**WORK TO COMPLETE**
Quote the entries below from the line with "Migrate from dep to Go modules at" through the line with "And the webhook", both ends included, and only those lines.

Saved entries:
Issue #81, opened 2019-05-08
Consider making Snapshot a top-level resource


kragniz:
Consider making Snapshot a top-level resource, operating more like a kubernetes `Job`.

A `SnapshotSchedule` resource could then layer on top to periodically create Snapshots

This would allow more flexibility in managing snapshotting, for example different schedules for individual keyspaces.

Also allow better error reporting via `Snapshot.Status`.

alangibson01:
Could you sketch out how you envisage the API looking? I'm not sure I understand what you mean about `SnapshotSchedule` layering on top.

Another thought is that if we split snapshots out from the cluster spec, we'd need to account for the possibility of a cluster being deleted but snapshots which reference it still existing.

wallrj:
@alangibson01 to be honest, @kragniz and I were doing a lot of hand waving at this stage, but I think  we were being influenced by other Backup APIs we've seen. For example:
* https://github.com/heptio/velero/blob/master/pkg/apis/velero/v1/backup.go
* https://github.com/heptio/velero/blob/master/pkg/apis/velero/v1/schedule.go

And: 
 * https://github.com/coreos/etcd-operator/blob/master/doc/user/walkthrough/backup-operator.md

A Snapshot existing without a cluster may be a useful thing, if the cluster has been accidentally deleted, but the data still exists on PVs.

wallrj:
@kragniz pointed out this Cassandra backup API https://github.com/instaclustr/cassandra-operator/blob/master/doc/backup_restore.md  which we could examine for ideas.

sebbonnet:
Closing as explained here: https://github.com/sky-uk/cassandra-operator/pull/84#discussion_r285077126

Issue #78, opened 2019-05-08
Move Pod.StorageSize to Rack


kragniz:
This should be located alongside `Rack.StorageClass`.

UDPDATE: @sebbonnet 
We're taking the opportunity the completely overhaul the way we define and handle rack storage as described here: https://github.com/sky-uk/cassandra-operator/issues/78#issuecomment-528850121
- [x] Allow multiple rack storage #184, #190 
- [x] Allow updates and removal of emptyDir storage #192  

Part of #33.

alangibson01:
This would mean you could have different storage sizes on different racks, which I don't think you would want on a Cassandra cluster. The split of the token range across nodes would need to account for the different amounts of storage available on each node, which is not a scenario we see as being likely.

wallrj:
@alangibson01 That makes sense. For comparison other C* operators :
 * Cluster level: https://github.com/Orange-OpenSource/cassandra-k8s-operator/blob/db2689105fa932a4ebc8a0cac49ddf438f4c00d7/pkg/apis/db/v1alpha1/cassandracluster_types.go#L620
 * Rack level: https://github.com/rook/rook/blob/release-1.0/Documentation/cassandra-cluster-crd.md#sample
 * Rack level: https://github.com/scylladb/scylla-operator/blob/master/docs/scylla_cluster_crd.md#sample
 * DC level: https://github.com/instaclustr/cassandra-operator/blob/master/examples/common/test.yaml#L26

sebbonnet:
I can see the argument to move both storage class and size together.
As storage class cannot be moved to pod for the reason explained [here](https://github.com/sky-uk/cassandra-operator/pull/84#discussion_r283710410 ), the only option is to move both properties to Racks.

I get your point @alangibson01, but I think this decision would be up to the users.
Although we would recommend using the same disk type and size across all nodes, I don't think we want to prevent the users from doing it.

sebbonnet:
Having all storage attributes together (zone, store class and size) makes sense and is arguably a better design. With our current structure the users could already have different underlying disk types for each rack, which is obviously a bad idea, but not something we should prevent.
Happy to reopen

sebbonnet:
I think we should change our API to be closer to the Kubernetes API, so that users can be in full control of how they specify storage properties and so our API naturally evolves alongside Kubernetes. 

[...]

PR #84, opened 2019-05-09
WIP: Proposed improved API as YAML

wallrj:
Part of #33

### DIFF
--- a/examples/cassandra1.yaml
+++ b/examples/cassandra1.yaml
@@ -12,11 +12,16 @@ spec:
     persistence:
       storageClass: "local-ssh"
       size: "100Gi"
+    resources:
+      requests:
+        cpu: "500m"
+        memory: "1Gi"
+      limits:
+        cpu: "1"
+        memory: "2Gi"
   pod:
     bootstrapperImage: "skyuk/cassandra-bootstrapper:latest"
     image: "cassandra:3.11"
-    memory: "1Gi"
-    cpu: "1"
     livenessProbe:
       failureThreshold: 1
       initialDelaySeconds: 10
--- a/examples/cassandra1.yaml
+++ b/examples/cassandra1.yaml
@@ -34,15 +34,36 @@ spec:
       limits:
         cpu: "1"
         memory: "2Gi"
-  snapshot:
+---
+apiVersion: "core.sky.uk/v1alpha1"
+kind: "CassandraSnapshotSchedule"
+metadata:
+  name: "cluster-1-daily"
+  namespace: "example.com"
+spec:
+  schedule: "0 4 * * *"
+  cleanupSchedule: "0 4 * * *"
+  template:
+    clusterName: "cluster-1"
     image: "skyuk/cassandra-snapshot:latest"
-    schedule: "0 4 * * *"
     keyspaces:
     - "mykeyspace"
     - "system_auth"
     timeoutSeconds: 30
     retentionPolicy:
-      enabled: true
       retentionPeriodDays: 60
-      cleanupSchedule: "0 4 * * *"
-      cleanupTimeoutSeconds: "600"
+---
+apiVersion: "core.sky.uk/v1alpha1"
+kind: "CassandraSnapshot"
+metadata:
+  name: "cluster-1-ondemand-snapshot-1"
+  namespace: "example.com"
+spec:
+  clusterName: "cluster-1"
+  image: "skyuk/cassandra-snapshot:latest"
+  keyspaces:
+  - "mykeyspace"
+  - "system_auth"
+  timeoutSeconds: 30
+  retentionPolicy:
+    retentionPeriodDays: 10
--- a/examples/cassandra1.yaml
+++ b/examples/cassandra1.yaml
@@ -12,13 +12,6 @@ spec:
     persistence:
       storageClass: "local-ssh"
       size: "100Gi"
-    resources:
-      requests:
-        cpu: "500m"
-        memory: "1Gi"
-      limits:
-        cpu: "1"
-        memory: "2Gi"
   pod:
     bootstrapperImage: "skyuk/cassandra-bootstrapper:latest"
     image: "cassandra:3.11"
@@ -34,6 +27,13 @@ spec:
       periodSeconds: 10
       successThreshold: 3
       timeoutSeconds: 30
+    resources:
+      requests:
+        cpu: "500m"
+        memory: "1Gi"
+      limits:
+        cpu: "1"
+        memory: "2Gi"
   snapshot:
     image: "skyuk/cassandra-snapshot:latest"
     schedule: "0 4 * * *"
--- a/examples/cassandra1.yaml
+++ b/examples/cassandra1.yaml
@@ -9,12 +9,12 @@ spec:
   - name: "region-1-zone-a"
     zone: "zone-a"
     replicas: 3
-    persistence:
-      storageClass: "local-ssh"
-      size: "100Gi"
   pod:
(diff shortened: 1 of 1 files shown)


examples/cassandra1.yaml
```diff
@@ -0,0 +1,69 @@
...
+  datacenter: "region-1"
+  racks:
+  - name: "region-1-zone-a"
+    zone: "zone-a"
+    replicas: 3
+  nodePodConfiguration:
+    bootstrapperImage: "skyuk/cassandra-bootstrapper:latest"
+    image: "cassandra:3.11"
+    persistence:
+      storageClass: "local-ssd"
```
sebbonnet: A storage class can be either global or zone specific.
In our case we want it to be zone specific, so we can create a Statefulset (Rack) per zone that would use PVs in the same zone.
The concept of Rack is essential to provide additional resilience to Cassandra and is used internally to decide which replicas should own the data when `NetworkTopologyStrategy` is used:
```
NetworkTopologyStrategy attempts to place replicas on distinct racks because nodes in the same rack (or similar physical grouping) often fail at the same time due to power, cooling, or network issues.
```

So basically a storageClass is best placed inside the rack struct.

examples/cassandra1.yaml
```diff
@@ -0,0 +1,69 @@
...
+metadata:
+  name: "cluster-1"
+  namespace: "example.com"
+spec:
+  datacenter: "region-1"
+  racks:
+  - name: "region-1-zone-a"
+    zone: "zone-a"
+    replicas: 3
+  nodePodConfiguration:
```
sebbonnet: I prefer the previous term `pods` as it better align with `racks`. 
We should be consistent within the same config

examples/cassandra1.yaml
```diff
@@ -0,0 +1,69 @@
...
+      timeoutSeconds: 30
+    resources:
+      requests:
+        cpu: "500m"
+        memory: "1Gi"
+      limits:
+        cpu: "1"
+        memory: "2Gi"
+---
+apiVersion: "core.sky.uk/v1alpha1"
```
sebbonnet: What is the value of splitting Snapshot and its Schedule out of the Cassandra spec?
I'm not sure having a SnapshotSchedule or Snapshot resource on their own with no corresponding Cassandra cluster provides any benefits.
On the other hand the snapshot `data` that is created by the snapshot job can continue to exist without a cluster. In fact when we delete a Cassandra resource all the associated K8 resources, we don't delete the PVs so that the data (snapshot or live) can be preserved. The snapshot data is still available regardless of whether Cassandra snapshot jobs or Cassandra resource exists. 
Similarly when we implement external storage for snapshots in the future (e.g. AWS S3), we could complete delete all K8 resources while preserving the snapshot data.

examples/cassandra1.yaml
```diff
@@ -0,0 +1,69 @@
...
+  schedule: "0 4 * * *"
+  cleanupSchedule: "0 4 * * *"
+  template:
+    clusterName: "cluster-1"
+    image: "skyuk/cassandra-snapshot:latest"
+    keyspaces:
+    - "mykeyspace"
+    - "system_auth"
+    timeoutSeconds: 30
+    retentionPolicy:
```
sebbonnet: Why removing the `enabled` property? I thought it would be handy to make it easier to toggle on / off the cleanup.

examples/cassandra1.yaml
wallrj: Ok. But worth considering that the name `Pod` may make users think that this field accepts a full PodSpec or a PodTemplate.
It contains a small number of `C* node` configuration options.

examples/cassandra1.yaml
wallrj: This will allow different C* nodes to have different storage classes. In https://github.com/sky-uk/cassandra-operator/issues/78 we argue that all C* nodes should have the same storage capacity. Should they not also have the same storage throughput etc?

Different cloud zones may not all support the same storage types, so it may be necessary to have different Racks (in different Cloud availability zones) use different storage classes.
But would you not ensure that all Cassandra Racks run in zones with identical properties?

examples/cassandra1.yaml
wallrj: I'm not totally sure of this change either, but here are some points:
* A Snapshot resource gives us a place to record a Snapshot status.
* A snapshot controller can be tightly restricted to operate only on Snapshot resource, not Cassandra resources.
* A Snapshot resource (stored on S3)  could be referred to by a controller which is able to create / restore a Cassandra database.

examples/cassandra1.yaml
wallrj: I thought it simpler to omit the  `cleanupSchedule`. Controller would interpret `nil` as no cleanup.

wallrj: We could also drop the Cron syntax, which I never remember, and using something clearer.

examples/cassandra1.yaml
sebbonnet: C* nodes should have similar storage properties. 
If there was a way we could _guarantee_ that pods are evenly distributed across availability zones with a single storage class, then we could have both storage class and size at the pod configuration level - therefore ensuring that the storage properties are the same across C* nodes.
However when using Statefulsets, Kubernetes would only try spreading pods across zones on a best effort basis - there is no way we can influence that. That is not good enough as we must guarantee that racks are in different physical grouping, as Cassandra rack model expects.   

Are you trying to argue for a persistence entity that has both storage class and size?

examples/cassandra1.yaml
sebbonnet: I see your point - perhaps just `node` then?

examples/cassandra1.yaml
sebbonnet: These are all good points, although I think it would be nicer to set the statuses of both snapshop and snapshot cleanup on the Cassandra resources - instead of having to check 2 different resources. We could even keep a history of snapshots/cleanup runs, must that's getting ahead of myself :)

examples/cassandra1.yaml
sebbonnet: OK about removing the `enabled` - I don't feel strongly about it

sebbonnet: haha - true about the cron syntax, I'm the same.
But I also think we should follow the kubernetes spec layout as much as possible to make it easier to correlate with the k8 resource that would be eventually created.

examples/cassandra1.yaml
wallrj: Now that I'm more familiar with the project I don't think this change is really necessary.
It'll just cause a load of code churn.

examples/cassandra1.yaml
wallrj: Yes, I think storage class and size belong together. See https://github.com/sky-uk/cassandra-operator/issues/78#issuecomment-499939352 for some examples of other Cassandra operators that follow that pattern.

examples/cassandra1.yaml
wallrj: Agreed.

examples/cassandra1.yaml
wallrj: Ok. I'll abandon this proposed change for now. Although worth looking at the examples of top level backups and snapshots in https://github.com/sky-uk/cassandra-operator/issues/81#issuecomment-490542815

examples/cassandra1.yaml
sebbonnet: I agree that having both storage class and size together would make sense. But has storage class cannot be moved to pod for the reason explained above, the only other option would be to move both properties to Racks

Issue #74, opened 2019-05-08
Consider removing CassandraSpec.UseEmptyDir in favour of rack level persistence configuration


kragniz:
Part of #33.

alangibson01:
Getting rid of `UseEmptyDir` would definitely make things cleaner.

We already have a `StorageClass` field on the rack - how would this new `Persistence` field differ?

sebbonnet:
Closed via #185

PR #85, opened 2019-05-09
WIP: Persistence configuration (Design)

wallrj:
Closes: #74 
Part of: #33

### DIFF
--- a/cassandra-operator/CHANGELOG.md
+++ b/cassandra-operator/CHANGELOG.md
@@ -2,25 +2,25 @@
 
 ## 0.70.0-alpha
 - [ANNOUNCEMENT] This is the first release available to the general public
-  
+
   The operator is alpha-status software and can be used in development environments.
-  It is not yet recommended for use in production environments.      
-  
+  It is not yet recommended for use in production environments.
+
 - [FEATURE] New properties to specify docker images for snapshot and bootstrapping
-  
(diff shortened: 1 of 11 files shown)


alangibson01:
I think we need to keep the StorageClass on the rack, as each rack requires storage which is local to that rack. For example, if your Kubernetes cluster is in AWS across multiple AZs, for redundancy purposes you'd want each of your racks to be in a separate AZ, and you'd most likely have a number of different storage classes, each of which specifically targets a given AZ.

I'm still not convinced that Snapshot needs to live outside the Cassandra resource. The lifecycles of these two would be very tightly coupled - with no cluster to take a snapshot of, the snapshot would have no purpose. Is there a particular benefit you can see of having separate snapshots?

wallrj:
I may be misunderstanding the problem.
I think that if you specify `WaitForFirstConsumer` https://kubernetes.io/docs/concepts/storage/storage-classes/#volume-binding-mode, then Kubernetes won't create a PV until the Pod has been scheduled. 
And assuming that the PodTemplate of each StatefulSet restricts its pods to a single AZ, then the PV should always be available.

alangibson01:
@wallrj Sorry for the delay in getting back to you, I've been on holiday for the last week. I think the rack/storage class discussion we started here is the same as the one going on in #84 [here](https://github.com/sky-uk/cassandra-operator/pull/84#discussion_r282879957).

Issue #60, opened 2019-05-07
Migrate from dep to Go modules


kragniz:
The project currently uses `dep` to manage go dependencies. Go modules are generally more pleasant to use, but require Go 1.11.

Migrate from dep to Go modules at some point after moving to Go 1.11 or newer.

sebbonnet:
I haven't used go modules yet, but the fact that dep management is integrated in standard `go build` and `go test` commands sound like a good thing.
We would need to find replacement for `dep status` too which we use to pass the list of vendor dependencies to the tool checking licence compliance.

Travis CI already builds using go 1.11

sebbonnet:
Work done in #86

PR #87, opened 2019-05-10
Add a webhook for validation of Cassandra resources

wallrj:
Required by #71 

This has taken a while, but I think I finally got a bare bones validating webhook ready for a review.

There is no complex validation yet, but the webhook does, at least, validate that the submitted json can be unmarshalled to a Cassandra object and it will report a validation error if the submitted yaml contains unexpected fields.

The webhook uses https://github.com/openshift/generic-admission-server 
It works by registering its self as an aggregated API server.
And the webhook is therefore defined as a request to the Kubernetes API rather than to a separate service.
This is the same technique used in cert-manager and it makes it simpler to set up the mutual authentication between the webhook service and the api server.

The webhook is currently in a separate sub-project, because I couldn't get dep to resolve all the dependencies when I introduced k8s.io/apiserver dependency.

The complex validation functions will live in the cassandra-operator sub-project so that i can re-use them for controller level validation (for cases where the webhook has not been deployed).

I'll follow up with branches for documentation and further validation.


Makefile
```diff
@@ -8,6 +8,7 @@ USE_MOCK ?= true
 FAKE_CASSANDRA_IMAGE ?= $(TEST_REGISTRY)/fake-cassandra:v$(gitRev)
 CASSANDRA_BOOTSTRAPPER_IMAGE ?= $(TEST_REGISTRY)/cassandra-bootstrapper:v$(gitRev)
 CASSANDRA_SNAPSHOT_IMAGE ?= $(TEST_REGISTRY)/cassandra-snapshot:v$(gitRev)
+CASSANDRA_WEBHOOK_IMAGE ?= $(TEST_REGISTRY)/cassandra-webhook:v$(gitRev)
```
wallrj: Unused.

cassandra-webhook/Makefile
```diff
@@ -0,0 +1,70 @@
...
+	done;
+
+ensure-build-dir-exists:
+	mkdir -p $(buildDir)
+
+push-image: docker-image common-docker-push
+
+docker-image: go-build common-docker-build
+
+release: common-docker-release
```
wallrj: I haven't tested this.

cassandra-webhook/deploy.sh
```diff
@@ -0,0 +1,101 @@
...
+: ${NAMESPACE?${usage}}
+
+repoDir="$(git rev-parse --show-toplevel)"
+scriptDir="$( cd "$( dirname "${BASH_SOURCE[0]}" )" && pwd )"
+scriptPath="${scriptDir}/$(basename ${BASH_SOURCE[0]})"
+templatesDir="${scriptDir}/kubernetes-resources"
+resourcesDir="${scriptDir}/build/deploy.sh.files"
+name="cassandra-operator-webhook"
+
+export CA_CERT="$(docker exec kube-master cat /etc/kubernetes/pki/ca.crt | base64 | tr -d '\n')"
```
wallrj: There might be a better way to get this. Perhaps from `kubectl config`.

cassandra-webhook/deploy.sh
```diff
@@ -0,0 +1,101 @@
...
+EOF
+
+    kubectl apply -f manifests/csr.yaml
+
+    kubectl certificate approve "${fqdn}"
+
+    while ! test -s pki/server.crt; do
+        kubectl get csr "${fqdn}" -o jsonpath='{.status.certificate}' \
+            | base64 --decode > pki/server.crt
+    done
```
wallrj: This needs a timeout and delay.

**SOLUTION BELOW**
Migrate from dep to Go modules at some point after moving to Go 1.11 or newer.

sebbonnet:
I haven't used go modules yet, but the fact that dep management is integrated in standard `go build` and `go test` commands sound like a good thing.
We would need to find replacement for `dep status` too which we use to pass the list of vendor dependencies to the tool checking licence compliance.

Travis CI already builds using go 1.11

sebbonnet:
Work done in #86

PR #87, opened 2019-05-10
Add a webhook for validation of Cassandra resources

wallrj:
Required by #71 

This has taken a while, but I think I finally got a bare bones validating webhook ready for a review.

There is no complex validation yet, but the webhook does, at least, validate that the submitted json can be unmarshalled to a Cassandra object and it will report a validation error if the submitted yaml contains unexpected fields.

The webhook uses https://github.com/openshift/generic-admission-server 
It works by registering its self as an aggregated API server.
And the webhook is therefore defined as a request to the Kubernetes API rather than to a separate service.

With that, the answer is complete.